#### INPUT DATA

PR #5131, opened 2026-08-26
docs: cut history out of eight module headers to clear the density ratchet

macanderson:
Repairs red `main`. Claimed via `./scripts/main-red-claim.sh claim` before starting.

## What was red

`prose`, on the density ratchet — three crates over their mean module-header ceiling:

```
crates/stella-cli:   23.67 allowed, 23.74 mean header lines
crates/stella-store: 25.86 allowed, 26.02 mean header lines
crates/stella-tools: 35.69 allowed, 35.77 mean header lines
```

**Nobody's PR was wrong.** `scripts/prose-density-baseline.txt` holds a per-crate *mean*, which makes it a shared cell in exactly the sense AGENTS.md describes for `Cargo.lock` and the file-size baseline: several branches each adding a header above their crate's mean are each individually fine and compose into a break. No pre-merge run has both halves in front of it. That is why the canary exists (#3332).

## What I cut, and why those lines

Cut, never raised — the baseline file is untouched, which you can see in the diff stat. The guard states its own bar: *a header is what this file does and what a reader must not do to it; history belongs in the pull request, a design document, or the tracker.* So history is what went:

| File | What went |
|---|---|
| `stella-store/src/telemetry/delivery.rs` | 38 → 16. Motivation paragraph; token-set rationale moved onto the `Delivery` type |
| `stella-tools/tests/relevance_calibration.rs` | How many paid tokens a previous session declined to spend (twice — the second was a duplicate) |
| `stella-cli/src/candidate_workspaces.rs` | What #3844 landed and what did not exist yet before it |
| `stella-cli/src/wrapper_candidate.rs` | What `RoundInput` used to send; a one-fence-not-two arrangement whose other half was deleted with `stella-pipeline` (#3865) |
| `stella-cli/src/fleet_cmd/wrapped.rs` | A paragraph explaining why the file is a submodule rather than a `mod` block |
| `stella-cli/src/plugin_cmd/package.rs` | "was never the whole of a package" framing |
| `stella-cli/src/daemon.rs` | Which of #1552's two properties was the weaker one |
| `stella-cli/src/plugin_authz.rs` | "The defect this closes" section |

[...]

PR #5133, opened 2026-08-26
Cut the headers that pushed three crates over their density ceiling

### LINKED ISSUE #5124: main is red: prose fails on the merged tree
The post-merge canary tested `main` at `e9fa6d2bd` and it is red.

This run did not check `e9fa6d2bd`'s parent, so the break may be older —
check on `e9fa6d2bd^` and walk back while it still fails.

Failing: **prose**

### `prose`

```

  crates/stella-cli: 23.67 allowed, 23.74 mean header lines
  crates/stella-store: 25.86 allowed, 26.02 mean header lines
  crates/stella-tools: 35.69 allowed, 35.77 mean header lines

A header is what this file does and what a reader must not do to it -- two to four sentences. History belongs in the pull request, a design document, or the tracker.
```

canary exists (#3332).

### How to fix

```sh
git checkout main && git pull
```

...then, per failing check:

#### `prose`

```sh
#   make prose-report
```

than only CI.

macanderson:
`main` is red on the density ratchet #5096 added (#5124). Three crates exceed their recorded mean header length:

```
stella-cli    23.67 allowed, 23.74
stella-store  25.86 allowed, 26.02
stella-tools  35.69 allowed, 35.77
```

## Where the growth came from

Measured rather than guessed — header length per file at #5096's commit versus `main`:

```
+29  (69 -> 98)  crates/stella-cli/src/wrapper_candidate.rs
+14  (38 -> 52)  crates/stella-plugin/src/candidate_grant.rs
+ 7  (64 -> 71)  crates/stella-tools/src/rootfd.rs
```

**All three are mine**, from #5100's witness-laundering fix, and stella-cli's +29 is exactly its overage. Cut back to the argument without the retelling.

## stella-store is a different case, and worth stating

Its headers **never changed** — 2108 lines at #5096's commit and 2108 now. The ceiling was recorded on #5096's branch *before* #5093 merged, so 25.86 was never a number the merged tree achieved. That is the shared-cell staleness this repo keeps hitting: a ratchet recorded against one tree, landing on another.

I cut the export ledger's watermark essay anyway rather than edit the baseline. The guard's own remedy is *"Cut a header. Do not raise the number"*, and a ceiling the tree never met is not a licence to raise one. If a maintainer thinks 25.86 was simply mis-recorded, correcting it is a separate change with its own argument.

## Evidence

```
check-prose   OK — 4178 grandfathered, none added; 25 unit(s) within their header-length ceiling
make guards-fast   exit 0
cargo fmt --all --check   exit 0
```

No baseline entry was touched. Prose-only, so no witness test is owed — the guard's own verdict is the evidence.

Closes #5124

## Summary by Sourcery

Reduce documentation header density across the affected crates without changing code behavior or baseline limits.

Enhancements:
- Shorten oversized crate documentation headers while preserving their existing explanations and behavior.

Documentation:
- Condense documentation across the candidate workspace, tamper watch, telemetry watermark, root handle, search cache, and relevance calibration areas.

### DIFF
--- a/crates/stella-cli/src/candidate_workspaces.rs
+++ b/crates/stella-cli/src/candidate_workspaces.rs
@@ -5,18 +5,11 @@
 //! candidate, one writing worker turn inside each, and one all-or-nothing
 //! adoption that lands a winner on the real tree (#3892).
 //!
-//! #3844 landed the socket half of best-of-N — the wire types, the
-//! `[loop] max_fanout_width` ceiling, and
-//! [`CandidateFanouts`](stella_runtime::wrapper::CandidateFanouts) over a
-//! [`CandidateWorkspaces`] port — and **nothing implemented the port**, so
-//! every shipped host answered both capabilities
-//! [`Unavailable`](stella_plugin::HostCallRefusal::Unavailable) and
-//! `plugins/stella-candidates` (`doc:pipeline-as-plugins` §3/§7 item 4) still
-//! could not be written as best-of-N. This is that implementation.
+//! This implements the [`CandidateWorkspaces`] port #3844's socket half left
+//! unimplemented, which had every shipped host answering both capabilities
+//! [`Unavailable`](stella_plugin::HostCallRefusal::Unavailable).
 //!
 //! # What is reused, and the one thing that is not
-//!
-//! Almost everything here is somebody else's machinery held together:
 //!
 //! | Concern | Whose |
 //! |---|---|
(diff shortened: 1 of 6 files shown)


macanderson:
Closing as a duplicate repair of #5124 — #5131 covers the same break more broadly (it also fixes two stale claims in the headers it touches) and is already labelled `unblocks-main`.

We opened these independently, and the claim mechanism did not stop it: I claimed #5124 with `main-red-claim.sh`, then the other session ran `check`, was told *unclaimed*, and proceeded — because the script treats a claim by the same login as "yours, carry on". Right for one session resuming its own repair, wrong for two agents sharing a GitHub identity. Filing that separately.

The one finding here that #5131 does not carry — that `stella-store`'s headers never changed, so its ceiling was never met by the merged tree — is posted as a comment there.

########

WHAT YOU NEED TO DO
For the material above, reproduce exactly the lines from the line with "and one all-or-nothing" to the line with "-//! every shipped", inclusive, and exclude all others.

RESPONSE BOX
 //! candidate, one writing worker turn inside each, and one all-or-nothing
 //! adoption that lands a winner on the real tree (#3892).
 //!
-//! #3844 landed the socket half of best-of-N — the wire types, the
-//! `[loop] max_fanout_width` ceiling, and
-//! [`CandidateFanouts`](stella_runtime::wrapper::CandidateFanouts) over a
-//! [`CandidateWorkspaces`] port — and **nothing implemented the port**, so
-//! every shipped host answered both capabilities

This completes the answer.